Stored items
»»

PR #3018, opened 2024-10-11
Comma sep display numbers

### LINKED ISSUE #3017: Values as comma-separated thousands
It would improve readability for large values if we could use commas to separate thousands, for example when displaying the various tables or the summary table.

benjeffery:
Fixes #3017


jeromekelleher:
Definitely worth a changelog entry

PR #3021, opened 2024-10-16
Implement tree.ancestors

### LINKED ISSUE #2706: Tree.ancestors(u) method
As I've been implementing tree traversal methods, I've commonly wanted to go up the chain of parents for a node. I think there's a good argument for a `tree.parents(u)` (or `tree.ancestors?`) method which returns an iterator which then stops when the root is reached. This is a pretty fundamental tree operation and handy to avoid messing with all that `tskit.NULL` stuff for newbies:

```python
def parents(self, u):
    while self.parent(u) != tskit.NULL:
        u = self.parent(u)
        yield u
```

Thoughts? Worth the extra API burden?

hyanwong:
Fixes #2706

### DIFF
--- a/docs/python-api.md
+++ b/docs/python-api.md
@@ -551,6 +551,7 @@ Iterator access
     .. autosummary::
 
       Tree.nodes
+      Tree.ancestors
 
 Array access
     .. autosummary::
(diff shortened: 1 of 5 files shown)


jeromekelleher (approved):
LGTM

benjeffery:
@mergifyio rebase

PR #3022, opened 2024-10-16
Use more recent Sphinx

hyanwong:
I seem to need this to get the docs compiling on my Mac laptop, which seems to require Sphinx >= 5. Is there any reason we pin to 4.5 specifically? 7.4.7 is the latest in the v7 series, and v8 is too bleeding edge to work smoothly.

### DIFF
--- a/python/requirements/development.txt
+++ b/python/requirements/development.txt
@@ -28,7 +28,7 @@ pytest
 pytest-cov
 pytest-xdist
 si-prefix
-sphinx==4.5
+sphinx==7.4.7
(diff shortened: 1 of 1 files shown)


benjeffery:
For the docs CI we don't specify - the deps set it implicitly at 7.4.7, so yes this should be updated to that.

benjeffery (approved):

benjeffery:
@mergifyio rebase

benjeffery:
@mergifyio rebase

PR #72, opened 2020-12-08
Refactor step view logic into presenter

tahb:
Based on https://github.com/DFE-Digital/buy-for-your-school/pull/71

## Changes in this PR

I recently added a method into the Step model that I would have liked to add to a Presenter, this small change does that refactor so the next view logic is easier to add.


jacksonj04 (approved):

jacksonj04 (commented):
LGTM

PR #75, opened 2020-12-10
Step form refactorings for easier reuse

tahb:
## Changes in this PR

- refactor the step views so they only use a single definition of a create form
- use a layout variable to enable the views to be reused for both create and update journeys


LornaHarwood (approved):
This is clear and easy to follow.
I can see the benefit in this refactor and it all looks good to me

««

=== Brief ===
Lines in the data that hold "approved" must be located and copied.

=== Task output ===
jeromekelleher (approved):
benjeffery (approved):
jacksonj04 (approved):
LornaHarwood (approved):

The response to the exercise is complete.